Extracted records

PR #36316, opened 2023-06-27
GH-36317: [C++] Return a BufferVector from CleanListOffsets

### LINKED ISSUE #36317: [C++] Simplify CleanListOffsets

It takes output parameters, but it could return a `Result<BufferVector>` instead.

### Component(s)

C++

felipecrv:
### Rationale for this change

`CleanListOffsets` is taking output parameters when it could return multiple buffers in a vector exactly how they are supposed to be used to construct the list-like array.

==

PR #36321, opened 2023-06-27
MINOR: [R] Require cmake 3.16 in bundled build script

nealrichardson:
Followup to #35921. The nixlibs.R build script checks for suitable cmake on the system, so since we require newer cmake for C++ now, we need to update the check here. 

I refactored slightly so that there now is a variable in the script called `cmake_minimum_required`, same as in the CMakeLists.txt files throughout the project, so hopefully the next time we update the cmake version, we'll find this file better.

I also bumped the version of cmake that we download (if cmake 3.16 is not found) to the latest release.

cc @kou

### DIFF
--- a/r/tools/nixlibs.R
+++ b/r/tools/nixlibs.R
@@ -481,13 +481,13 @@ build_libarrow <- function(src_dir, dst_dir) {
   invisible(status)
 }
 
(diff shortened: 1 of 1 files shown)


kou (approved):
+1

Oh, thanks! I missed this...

### [What is expected]
Keeping every character as it is, restate the lines above that run from the line with "MINOR: [R] Require" through the line with "Oh, thanks! I missed this...", both included, and nothing else.

### [Answer below]
MINOR: [R] Require cmake 3.16 in bundled build script

nealrichardson:
Followup to #35921. The nixlibs.R build script checks for suitable cmake on the system, so since we require newer cmake for C++ now, we need to update the check here. 

I refactored slightly so that there now is a variable in the script called `cmake_minimum_required`, same as in the CMakeLists.txt files throughout the project, so hopefully the next time we update the cmake version, we'll find this file better.

I also bumped the version of cmake that we download (if cmake 3.16 is not found) to the latest release.

cc @kou

### DIFF
--- a/r/tools/nixlibs.R
+++ b/r/tools/nixlibs.R
@@ -481,13 +481,13 @@ build_libarrow <- function(src_dir, dst_dir) {
   invisible(status)
 }
 
(diff shortened: 1 of 1 files shown)


kou (approved):
+1

Oh, thanks! I missed this...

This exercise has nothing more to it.